The problem

There is an infinite chain (1d) of alternating charges that are in a distance a from each other. That is there is one charge +q and next to it -q and so on. Now calculate how much work it would take to insert one charge somewhere in the chain.

What I've tried

The work required has to be the potential after the insertion minus the potential energy before the insertion. The potential energy of the chain before the insertion is:

$E_{pot} = \frac{1}{4\pi\epsilon_0}\sum_{k=1}^{\infty}\left(\frac{q^2}{2ka}-\frac{q^2}{(2k-1)a}\right)$

This simplifies to:

$E_{pot} =\frac{q^2}{4\pi\epsilon_0 a}*(-log(2))$

Where I'm stuck

The problem is though that that is "from the view of one individual charge" in the sense that I took the potential energy between one specific charge and all other charges in the chain. The chain as a whole has of course a potential energy of infinity because it would take infinitely much work to seperate all those charges. Because there is no special point somewhere in the chain I felt that it was ok to just pick some arbitrary charge.
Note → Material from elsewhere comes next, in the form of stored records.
PR #404, opened 2019-02-25
Better Worktree Support

mkeeler:
I have a need to have support for worktrees in the library so I figured I would take a crack at implementing this.

The PR pulls in the latest upstream libgit2 release (required for some of the worktree support) and implements a bunch of worktree related functionality. I have some more polish to put on the PR but figured I would go ahead and submit the draft to get feedback before spending much more time on it. Please let me know if these changes would be acceptable and if so what a path to getting this merged should look like.

TODOs:

[ ] More thorough unit tests.
[ ] An example program.

PR #603, opened 2020-08-05
More Better Worktree Support

foriequal0:
#404 has been draft for a while. Since @mkeeler said 'Feel free to take it over'([comment](https://github.com/rust-lang/git2-rs/pull/404#issuecomment-568784984)), I've appended some commits after it.
I've intentionally not cleaned commits to preserve history and intensions. I'll clean up the history as it get reviewed.

### DIFF
--- a/src/branch.rs
+++ b/src/branch.rs
@@ -153,7 +153,7 @@ impl<'repo> Drop for Branches<'repo> {
 mod tests {
     use crate::BranchType;
 
-    repo_test!(smoke, Typical, TypicalWorktree, BareWorktree {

When you insert another charge though, there is one very special point in the chain: The point where those two same charges are next to each other. Therefore I feel like I cannot do the same with the chain after the insertion. I have no idea how to calculate the potential energy difference then.

  • 1
    $\begingroup$ Alternate approach: since you feel that you understand the "one missing" case, compute the field for that case and find the work needed to bring the last charge in directly. (NB: I have not done this and can not comment on how much easier/harder the work might be; just suggesting other avenues that ought to work.) $\endgroup$ – dmckee --- ex-moderator kitten May 21 '14 at 16:28

Considering any arbitrary position in the charge array there are infinite charges on both side of this selected arbitrary charge.

In the answer that you have posted make one correction.

Multiply the whole expression by 2 since the infinite charges are on both sides of the selected arbitrary charge.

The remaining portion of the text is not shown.